Yeryüzünün bazı coğrafi bölgeleri insan anlayışını yükseltme ve kozmik tesirleri taşımak bakımından diğer bölgelere nazaran daha üstündürler.
Bu tür yerlere "kozmik coğrafi merkezler" denir. Antik zamanlardaki mabetlerin inşa edileceği yerlere bu kutsal coğrafi noktalar dikkate alınarak karar verilmiştir. Merkezler için dünyanın manyetik alanı kullanılmış ve kadim bilgiler toplanarak ancak seçilmiş olanların girebileceği yerlere aktarılmıştır.

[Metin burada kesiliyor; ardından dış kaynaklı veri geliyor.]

PR #993, opened 2025-08-06
Implement privacy policy acceptance flow in authentication process

MrDirkelz:


DirkDevelopmentFreelance:
We decided that we need to think more in depth about the user experience in the stand up meeting on Aug 7 2025

belljohan3:
1. Not showing Necessary only button if the user is logged in
2. add i18n for string

belljohan3:
> 1. Not showing Necessary only button if the user is logged in
> 2. add i18n for string

This is done✅ in #[ffdf6db](https://github.com/bccsa/luminary/pull/993/commits/ffdf6dbfb87aaaea4684605c68b2c151a12554f1)

DirkDevelopmentFreelance:
visually looks good but it is not popping the notification that says that the privacy policy changed after having accepted, being logged in, and it changed. The privacy policy also takes a long while to actually display

DirkDevelopmentFreelance (commented):
visually looks good but it is not popping the notification that says that the privacy policy changed after having accepted, being logged in, and it changed. The privacy policy also takes a long while to actually display

belljohan3:
Thanks for the input @DirkDevelopmentFreelance i still have to fix that. Please move it to change requested if possible

THISmann (commented):
in the general the code is clear but for security issues , i suggest to implement more sanitize for input , to prevent again XSS attack

PR #999, opened 2025-08-08
Fix sorting logic in contentByTag to order by newest publish date

MrDirkelz:


app/src/components/contentByTag.ts
```diff
@@ -35,20 +35,24 @@ export const contentByTag = (
...
                     Object.assign(result.tagged.value[index], {
-                        newestContentDate: sorted[sorted.length - 1].publishDate || 0,
+                        newestContentDate: sorted[0].publishDate || 0,
                         content: sorted,
                     });
                 } else {
                     result.tagged.value.push({
                         tag,
-                        newestContentDate: sorted[sorted.length - 1].publishDate || 0,
+                        newestContentDate: sorted[0].publishDate || 0,
```
ivanslabbert, line 55: We need to also look at the pinned condition here to get the newest date in the collection, which is used for sorting the categories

Bu öykü magara'nın, akra'nın, semystra'nın, alma roma'nın, konstantinopolis ve istanbul'un hiçbir zaman bakir olmadığını. Her şeyin bir öncesinin bulunduğunu ve dünyanın başlangıcından sonuna kadar akıp giden zamanı ölçen evrensel bir saatin bu kadim şehrin derinliklerinde saklı olduğunu anlatmaktadır.
İnsanlığın çağ atlaması için eflatun'un deyimiyle "mağaradan dişarı çıkış" süreci gerekmektedir. Ama bu öyküde 2. Mehmet'in "mağaraya giriş öyküsü" var.